** What the task asks **
Across the listing that follows, establish how many lines contain the string "know" and provide that number by itself.

+-------+

Issue #1162, opened 2015-09-21
XML formatter can raise errors in scenarios where it shouldn't possibly even be invoked


dblock:
The scenario in https://github.com/ruby-grape/grape/pull/1159 is that OPTIONS returns an empty string that the XML formatter tries to serialize and fails.

The scenario in https://github.com/ruby-grape/grape/pull/1157 is that a redirect causes an empty body and fails.

dblock:
@urkle would love a spec that fails with an accept header which included xml but not JSON

@franzliedke would love a spec where the redirect causes the same error

I'll take suggestions on what the "right" fix would be here.

urkle:
What about adding a method that can be called by the "redirect / options" handlers to disable the use of the formatters?

urkle:
Here is a spec that fails with the current code. This is using request headers that firefox sends in the OPTIOPNS request that it sends before a POST request.  It sends this Accept header regardless of whether the POST has it's Accept header set to JSON or XML!

```ruby
    it 'options fails with a 500 error with an Accepts header that includes xml' do
      subject.content_type :xml, 'application/xml'
      subject.default_format :xml
      subject.post 'example' do
        {message: 'example'}
      end
      options '/example', {}, {
        Origin: 'http://example.com',
        Accept: 'text/html,application/xhtml+xml,application/xml;q=0.9,*/*;q=0.8',
        'Acccess-Control-Request-Method' => 'POST'
      }
      expect(last_response.status).to eql 204
      expect(last_response.body).to eql ''
    end
```

Also I noticed that the OPTIONS request by default is sending back an Allow header..  the Allow header is only supposed to be sent back with a 406 response.   OPTIONS uses the Access-Control-Allow-Methods to return that information as to what methods are allowed on this path..

urkle:
So, a cleaner proposed change.   the redirect and option essentially have NO content.. (thus should not even have the Content-Type header).   So we need a way for the handler to denote this to the grape core.  either via a method  e.g. ```no_content```  or by returning some fixed value (e.g. a class) that can be tested against and the code would bypass the formatters in that scenario and omit the content-type header.

dblock:
Why can't we make the XML formatter behave like the JSON formatter?

urkle:
because an empty string is not valid XML.. but an empty string "" IS valid json..   JSON can be simply 
```json
""
```

[...]

PR #1190, opened 2015-10-21
Bypass formatting for statuses with no entity-body

tylerdooling:
## tl;dr;
Allow the formatter middleware to bypass serialization of response bodies when the status indicates there is no content.

## Background
#1162 describes a scenario where `OPTIONS` requests and redirects can raise exceptions when content types are limited to those that don't consider `''` as valid or are not prepared to handle it.  The specific example given involved content types being limited (or set by default) to XML. `''` is not consider to be valid XML and as such results in an error when serialization is attempted. 

A resolution was proposed to handle this in the formatters by checking the request method.  It seems - and was suggested - that this opens up the scope of concern for the formatters too much and I agree. Additionally, it places a burden on all custom formatters to account for responses intended to have no content - like the OPTIONS request in question.

## Process
I initially referenced the RFC to determine the best course of action, and found this:
> A 200 response SHOULD include any header fields that indicate optional features implemented by the server and applicable to that resource (e.g., Allow), possibly including extensions not defined by this specification. The response body, if any, SHOULD also include information about the communication options. The format for such a body is not defined by this specification, but might be defined by future extensions to HTTP. Content negotiation MAY be used to select the appropriate response format. If no response body is included, the response MUST include a Content-Length field with a field-value of "0".

This indicates that while the specification for a response body is not defined in the RFC, it is most certainly allowed given that the status code is `200` and should ideally be accounted for. This led me to begin ensuring that `OPTIONS` requests could be serialized appropriately by the formatter middleware, which led to ideas involving a special representation of no content that could be checked conditioned there.

When thinking through this and beginning to write some tests, I found that I was unable to get the content type to persist in the response.  This led me to [Rack](https://github.com/rack/rack) where I found [this](https://github.com/rack/rack/blob/master/lib/rack/response.rb#L63):

```ruby
 if [204, 205, 304].include?(status.to_i)
   header.delete CONTENT_TYPE
   header.delete CONTENT_LENGTH
   close
   [status.to_i, header, []]
 else
   [status.to_i, header, BodyProxy.new(self){}]
 end
```
After some additional digging I found that `Rack::Lint` takes it a step further and does not consider a response to be valid if it has content information and it's status code is included in `Rack::Utils::STATUS_WITH_NO_ENTITY_BODY`.
- https://github.com/rack/rack/blob/master/lib/rack/lint.rb#L659
- https://github.com/rack/rack/blob/master/lib/rack/lint.rb#L673

## Proposal
Using these observations, my proposal here is to condition the formatter middleware to look for response statuses that indicate a content body in not appropriate and make the decision to bypass serialization.

This allows for both `OPTIONS` routes that return a `200` with a serialized body based on normal content negotiation, and for the default `OPTIONS` route that is auto-generated by the framework which returns a `204` and no content and does add additional concerns to each default and custom formatter.

Additionally, I believe this addresses the second issue in #1162 involving a similar issue with redirects.

### DIFF
--- a/CHANGELOG.md
+++ b/CHANGELOG.md
@@ -5,6 +5,7 @@
 
 * Your contribution here.
 
+* [#1190](https://github.com/ruby-grape/grape/putt/1190): Bypass formatting for statuses with no entity-body - [@tylerdooling](https://github.com/tylerdooling).
 * [#1188](https://github.com/ruby-grape/grape/putt/1188): Allow parameters with more than one type - [@dslh](https://github.com/dslh).
 * [#1179](https://github.com/ruby-grape/grape/pull/1179): Allow all RFC6838 valid characters in header vendor - [@suan](https://github.com/suan).
 * [#1170](https://github.com/ruby-grape/grape/pull/1170): Allow dashes and periods in header vendor - [@suan](https://github.com/suan).
--- a/README.md
+++ b/README.md
@@ -1976,6 +1976,11 @@ Built-in formatters are the following.
 * `:serializable_hash`: use object's `serializable_hash` when available, otherwise fallback to `:json`
 * `:binary`: data will be returned "as is"
 
+Response statuses that indicate no content as defined by [Rack](https://github.com/rack)
+[here](https://github.com/rack/rack/blob/master/lib/rack/utils.rb#L567)
+will bypass serialization and the body entity - though there should be none -
+will not be modified.
+
 ### JSONP
 
 Grape supports JSONP via [Rack::JSONP](https://github.com/rack/rack-contrib), part of the
--- a/UPGRADING.md
+++ b/UPGRADING.md
@@ -15,6 +15,14 @@ Identical endpoints with different versions now work correctly. A regression int
 
 See [#1114](https://github.com/ruby-grape/grape/pull/1114) for more information.
 
+#### Bypasses formatters when status code indicates no content
+
+To be consistent with rack and it's handling of standard responses
+associated with no content, both default and custom formatters will now
+be bypassed when processing responses for status codes defined [by rack](https://github.com/rack/rack/blob/master/lib/rack/utils.rb#L567)
+
+See [#1190](https://github.com/ruby-grape/grape/pull/1190) for more information.
+
 ### Upgrading to >= 0.12.0
 
 #### Changes in middleware
--- a/lib/grape/middleware/formatter.rb
+++ b/lib/grape/middleware/formatter.rb
@@ -20,6 +20,7 @@ module Grape
 
       def after
         status, headers, bodies = *@app_response
+        return @app_response if Rack::Utils::STATUS_WITH_NO_ENTITY_BODY.include?(status)
 
         if bodies.is_a?(Grape::Util::FileResponse)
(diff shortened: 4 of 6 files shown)


tylerdooling:
I left my refactoring commits separate as to not add noise when reviewing the feature change.  Please let me know if you'd prefer them squashed.

dblock:
This makes a lot of sense. It definitely needs an entry in UPGRADING.

I would be down with just merging this "as is", fix the build though please ;)

tylerdooling:
Got caught by the cop!

Thanks for the reminder regarding UPGRADING.  I added a section there.  Please let me know if it is adequate.

dm1try:
As for me, it makes more sense if we could skip the formatter explicity outside the formatter scope. I mean
```ruby
# endpoint
def status(code)
   skip_formatter_middleware if no_body_status_code(code)
   ...
end

def redirect
   skip_formatter_middleware
   ...
end

def skip_formatter_middleware
   env['grape.formatter.skip'] = true
end

# formatter
def call(env)
   return response if  env['grape.formatter.skip']
end
```

dblock:
@dm1try I think it makes sense to do this by default wrt `STATUS_WITH_NO_ENTITY_BODY`, no? An `ENV` variation that could go one way or another could be an addon I think.

Tell us how strongly you feel about this or something else before I merge?

dm1try:
@dblock PR looks good, you can merge it "as is")

dm1try:
My point was about having possibility to skip `formatter` middleware for some reason(the STATUS_WITH_NO_ENTITY_BODY is one of them).

dblock:
Merged

dblock:
Can we close #1162?

tylerdooling:
#1159 (OPTIONS) is definitely addressed here, but I recant my suggestion regarding #1157 (Redirects).

[The RFC](http://www.w3.org/Protocols/rfc2616/rfc2616-sec10.html#sec10.3) suggests for entity bodies for `301` and `302` responses:

> the entity of the response SHOULD contain a short hypertext note with a hyperlink to the new URI(s).

Do you think it would make sense for `#redirect` to set the body to a Location-like object that supports standard serialization? - i.e. responds to `#to_json`, `#to_xml`, and `#to_s`.  It seems like that would be consistent with the theme of the spec.  In addition, an override could be provided in `options` or someplace else if desired by the user.

tylerdooling:
Another approach could be to set the content type explicitly inside `#redirect` and allow users to override it via an optional argument:

```ruby
def redirect(url, options = {})
  # ...
  header 'Location', url
  header Grape::Http::Headers::CONTENT_TYPE, options.fetch(:content_type) { env[Grape::Env::API_FORMAT] }
  body ''
end
```
The downside is that of course that the burden is on the user if they support multiple serialization formats.  In that case though, it could be as simple as:
```ruby
redirect(some_url, content_type: env[Grape::Env::API_FORMAT]
```
In that case it might make sense for them to be able to override the body as well to ensure it is serializable.

@dblock - do either of those suggestions strike you as appropriate?

dblock:
I am not sure. Redirect with content type seems strange to me. 

I think this discussion should be re-raised in a new issue either way.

+-------+

** Response to this exercise **
2